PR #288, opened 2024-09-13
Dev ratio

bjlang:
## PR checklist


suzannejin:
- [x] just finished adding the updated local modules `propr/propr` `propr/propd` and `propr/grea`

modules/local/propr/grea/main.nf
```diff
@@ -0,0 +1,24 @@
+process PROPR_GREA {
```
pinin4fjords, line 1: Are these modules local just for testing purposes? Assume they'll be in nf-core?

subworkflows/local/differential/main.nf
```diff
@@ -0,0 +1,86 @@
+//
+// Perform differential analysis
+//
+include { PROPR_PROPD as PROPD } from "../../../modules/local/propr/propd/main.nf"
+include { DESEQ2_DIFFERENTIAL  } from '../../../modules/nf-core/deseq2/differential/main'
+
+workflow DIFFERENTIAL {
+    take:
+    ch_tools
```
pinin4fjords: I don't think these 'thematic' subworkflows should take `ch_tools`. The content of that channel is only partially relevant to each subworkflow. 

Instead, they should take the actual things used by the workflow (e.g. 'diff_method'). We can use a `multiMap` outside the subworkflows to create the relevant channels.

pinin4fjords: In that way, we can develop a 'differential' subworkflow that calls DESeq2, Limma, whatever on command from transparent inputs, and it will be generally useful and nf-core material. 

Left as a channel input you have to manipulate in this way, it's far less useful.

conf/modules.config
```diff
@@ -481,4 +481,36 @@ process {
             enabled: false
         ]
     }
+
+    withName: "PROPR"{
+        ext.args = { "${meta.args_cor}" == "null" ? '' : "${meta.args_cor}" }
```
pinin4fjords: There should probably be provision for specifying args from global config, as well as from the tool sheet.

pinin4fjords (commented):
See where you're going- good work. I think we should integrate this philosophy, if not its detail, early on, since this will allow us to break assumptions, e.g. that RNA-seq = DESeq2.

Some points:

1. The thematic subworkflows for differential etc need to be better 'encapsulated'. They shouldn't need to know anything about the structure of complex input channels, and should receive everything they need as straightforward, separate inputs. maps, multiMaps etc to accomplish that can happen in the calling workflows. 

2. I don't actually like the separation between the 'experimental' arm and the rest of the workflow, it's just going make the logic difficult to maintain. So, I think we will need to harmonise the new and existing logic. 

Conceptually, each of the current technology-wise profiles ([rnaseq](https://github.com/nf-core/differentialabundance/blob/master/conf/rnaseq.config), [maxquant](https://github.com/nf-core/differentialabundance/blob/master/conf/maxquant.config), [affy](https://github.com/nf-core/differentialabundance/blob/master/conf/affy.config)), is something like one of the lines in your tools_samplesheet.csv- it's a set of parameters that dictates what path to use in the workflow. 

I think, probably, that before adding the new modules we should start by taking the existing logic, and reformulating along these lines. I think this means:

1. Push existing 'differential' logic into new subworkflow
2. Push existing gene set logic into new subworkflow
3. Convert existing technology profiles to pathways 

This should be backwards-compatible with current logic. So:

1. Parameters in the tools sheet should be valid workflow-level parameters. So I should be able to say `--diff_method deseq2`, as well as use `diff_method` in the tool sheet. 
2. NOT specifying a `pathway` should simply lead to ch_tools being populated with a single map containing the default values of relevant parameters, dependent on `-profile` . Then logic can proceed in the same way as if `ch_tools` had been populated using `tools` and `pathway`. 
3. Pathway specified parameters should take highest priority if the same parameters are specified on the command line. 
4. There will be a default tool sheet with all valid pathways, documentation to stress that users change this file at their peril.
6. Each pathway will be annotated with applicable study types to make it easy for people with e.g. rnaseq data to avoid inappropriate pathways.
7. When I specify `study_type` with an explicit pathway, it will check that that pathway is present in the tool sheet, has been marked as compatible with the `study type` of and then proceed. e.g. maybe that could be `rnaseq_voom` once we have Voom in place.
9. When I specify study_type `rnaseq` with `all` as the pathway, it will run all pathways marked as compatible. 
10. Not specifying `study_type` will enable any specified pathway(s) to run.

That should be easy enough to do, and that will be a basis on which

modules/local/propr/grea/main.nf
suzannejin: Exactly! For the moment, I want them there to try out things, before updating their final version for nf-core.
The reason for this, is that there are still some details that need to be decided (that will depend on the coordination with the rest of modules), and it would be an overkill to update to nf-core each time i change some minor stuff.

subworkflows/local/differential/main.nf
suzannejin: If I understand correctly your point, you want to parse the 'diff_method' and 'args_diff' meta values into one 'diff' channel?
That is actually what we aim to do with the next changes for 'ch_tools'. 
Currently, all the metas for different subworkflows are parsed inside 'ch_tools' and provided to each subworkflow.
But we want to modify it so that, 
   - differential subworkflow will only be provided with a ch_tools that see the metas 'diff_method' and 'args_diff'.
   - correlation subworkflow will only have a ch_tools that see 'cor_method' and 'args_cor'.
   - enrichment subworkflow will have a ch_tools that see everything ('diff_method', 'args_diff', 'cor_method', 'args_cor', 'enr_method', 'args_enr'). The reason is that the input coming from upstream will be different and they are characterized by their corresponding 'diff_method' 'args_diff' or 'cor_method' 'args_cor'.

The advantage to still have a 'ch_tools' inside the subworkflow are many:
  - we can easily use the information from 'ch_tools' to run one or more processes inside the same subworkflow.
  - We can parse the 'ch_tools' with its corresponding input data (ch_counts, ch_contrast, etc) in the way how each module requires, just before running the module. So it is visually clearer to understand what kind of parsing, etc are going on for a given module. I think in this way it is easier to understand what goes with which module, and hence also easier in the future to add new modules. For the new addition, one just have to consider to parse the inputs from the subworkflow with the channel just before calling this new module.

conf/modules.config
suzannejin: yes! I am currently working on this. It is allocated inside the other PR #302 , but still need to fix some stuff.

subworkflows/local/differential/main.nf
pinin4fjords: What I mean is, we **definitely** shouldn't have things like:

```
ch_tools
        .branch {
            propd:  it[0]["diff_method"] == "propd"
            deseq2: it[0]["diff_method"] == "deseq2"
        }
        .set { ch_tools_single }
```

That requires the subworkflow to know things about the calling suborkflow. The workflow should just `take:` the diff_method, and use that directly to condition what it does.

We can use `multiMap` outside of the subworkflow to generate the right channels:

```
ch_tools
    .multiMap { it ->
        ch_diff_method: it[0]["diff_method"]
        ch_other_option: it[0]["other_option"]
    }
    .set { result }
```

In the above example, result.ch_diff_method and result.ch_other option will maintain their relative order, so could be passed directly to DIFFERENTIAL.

------------------------------------------------------------------------

Exercise goal
Your job here is to copy the entries above exactly.

Task solution
PR #288, opened 2024-09-13
Dev ratio

bjlang:
## PR checklist


suzannejin:
- [x] just finished adding the updated local modules `propr/propr` `propr/propd` and `propr/grea`

modules/local/propr/grea/main.nf
```diff
@@ -0,0 +1,24 @@
+process PROPR_GREA {
```
pinin4fjords, line 1: Are these modules local just for testing purposes? Assume they'll be in nf-core?

subworkflows/local/differential/main.nf
```diff
@@ -0,0 +1,86 @@
+//
+// Perform differential analysis
+//
+include { PROPR_PROPD as PROPD } from "../../../modules/local/propr/propd/main.nf"
+include { DESEQ2_DIFFERENTIAL  } from '../../../modules/nf-core/deseq2/differential/main'
+
+workflow DIFFERENTIAL {
+    take:
+    ch_tools
```
pinin4fjords: I don't think these 'thematic' subworkflows should take `ch_tools`. The content of that channel is only partially relevant to each subworkflow. 

Instead, they should take the actual things used by the workflow (e.g. 'diff_method'). We can use a `multiMap` outside the subworkflows to create the relevant channels.

pinin4fjords: In that way, we can develop a 'differential' subworkflow that calls DESeq2, Limma, whatever on command from transparent inputs, and it will be generally useful and nf-core material. 

Left as a channel input you have to manipulate in this way, it's far less useful.

conf/modules.config
```diff
@@ -481,4 +481,36 @@ process {
             enabled: false
         ]
     }
+
+    withName: "PROPR"{
+        ext.args = { "${meta.args_cor}" == "null" ? '' : "${meta.args_cor}" }
```
pinin4fjords: There should probably be provision for specifying args from global config, as well as from the tool sheet.

pinin4fjords (commented):
See where you're going- good work. I think we should integrate this philosophy, if not its detail, early on, since this will allow us to break assumptions, e.g. that RNA-seq = DESeq2.

Some points:

1. The thematic subworkflows for differential etc need to be better 'encapsulated'. They shouldn't need to know anything about the structure of complex input channels, and should receive everything they need as straightforward, separate inputs. maps, multiMaps etc to accomplish that can happen in the calling workflows. 

2. I don't actually like the separation between the 'experimental' arm and the rest of the workflow, it's just going make the logic difficult to maintain. So, I think we will need to harmonise the new and existing logic. 

Conceptually, each of the current technology-wise profiles ([rnaseq](https://github.com/nf-core/differentialabundance/blob/master/conf/rnaseq.config), [maxquant](https://github.com/nf-core/differentialabundance/blob/master/conf/maxquant.config), [affy](https://github.com/nf-core/differentialabundance/blob/master/conf/affy.config)), is something like one of the lines in your tools_samplesheet.csv- it's a set of parameters that dictates what path to use in the workflow. 

I think, probably, that before adding the new modules we should start by taking the existing logic, and reformulating along these lines. I think this means:

1. Push existing 'differential' logic into new subworkflow
2. Push existing gene set logic into new subworkflow
3. Convert existing technology profiles to pathways 

This should be backwards-compatible with current logic. So:

1. Parameters in the tools sheet should be valid workflow-level parameters. So I should be able to say `--diff_method deseq2`, as well as use `diff_method` in the tool sheet. 
2. NOT specifying a `pathway` should simply lead to ch_tools being populated with a single map containing the default values of relevant parameters, dependent on `-profile` . Then logic can proceed in the same way as if `ch_tools` had been populated using `tools` and `pathway`. 
3. Pathway specified parameters should take highest priority if the same parameters are specified on the command line. 
4. There will be a default tool sheet with all valid pathways, documentation to stress that users change this file at their peril.
6. Each pathway will be annotated with applicable study types to make it easy for people with e.g. rnaseq data to avoid inappropriate pathways.
7. When I specify `study_type` with an explicit pathway, it will check that that pathway is present in the tool sheet, has been marked as compatible with the `study type` of and then proceed. e.g. maybe that could be `rnaseq_voom` once we have Voom in place.
9. When I specify study_type `rnaseq` with `all` as the pathway, it will run all pathways marked as compatible. 
10. Not specifying `study_type` will enable any specified pathway(s) to run.

That should be easy enough to do, and that will be a basis on which

modules/local/propr/grea/main.nf
suzannejin: Exactly! For the moment, I want them there to try out things, before updating their final version for nf-core.
The reason for this, is that there are still some details that need to be decided (that will depend on the coordination with the rest of modules), and it would be an overkill to update to nf-core each time i change some minor stuff.

subworkflows/local/differential/main.nf
suzannejin: If I understand correctly your point, you want to parse the 'diff_method' and 'args_diff' meta values into one 'diff' channel?
That is actually what we aim to do with the next changes for 'ch_tools'. 
Currently, all the metas for different subworkflows are parsed inside 'ch_tools' and provided to each subworkflow.
But we want to modify it so that, 
   - differential subworkflow will only be provided with a ch_tools that see the metas 'diff_method' and 'args_diff'.
   - correlation subworkflow will only have a ch_tools that see 'cor_method' and 'args_cor'.
   - enrichment subworkflow will have a ch_tools that see everything ('diff_method', 'args_diff', 'cor_method', 'args_cor', 'enr_method', 'args_enr'). The reason is that the input coming from upstream will be different and they are characterized by their corresponding 'diff_method' 'args_diff' or 'cor_method' 'args_cor'.

The advantage to still have a 'ch_tools' inside the subworkflow are many:
  - we can easily use the information from 'ch_tools' to run one or more processes inside the same subworkflow.
  - We can parse the 'ch_tools' with its corresponding input data (ch_counts, ch_contrast, etc) in the way how each module requires, just before running the module. So it is visually clearer to understand what kind of parsing, etc are going on for a given module. I think in this way it is easier to understand what goes with which module, and hence also easier in the future to add new modules. For the new addition, one just have to consider to parse the inputs from the subworkflow with the channel just before calling this new module.

conf/modules.config
suzannejin: yes! I am currently working on this. It is allocated inside the other PR #302 , but still need to fix some stuff.

subworkflows/local/differential/main.nf
pinin4fjords: What I mean is, we **definitely** shouldn't have things like:

```
ch_tools
        .branch {
            propd:  it[0]["diff_method"] == "propd"
            deseq2: it[0]["diff_method"] == "deseq2"
        }
        .set { ch_tools_single }
```

That requires the subworkflow to know things about the calling suborkflow. The workflow should just `take:` the diff_method, and use that directly to condition what it does.

We can use `multiMap` outside of the subworkflow to generate the right channels:

```
ch_tools
    .multiMap { it ->
        ch_diff_method: it[0]["diff_method"]
        ch_other_option: it[0]["other_option"]
    }
    .set { result }
```

In the above example, result.ch_diff_method and result.ch_other option will maintain their relative order, so could be passed directly to DIFFERENTIAL.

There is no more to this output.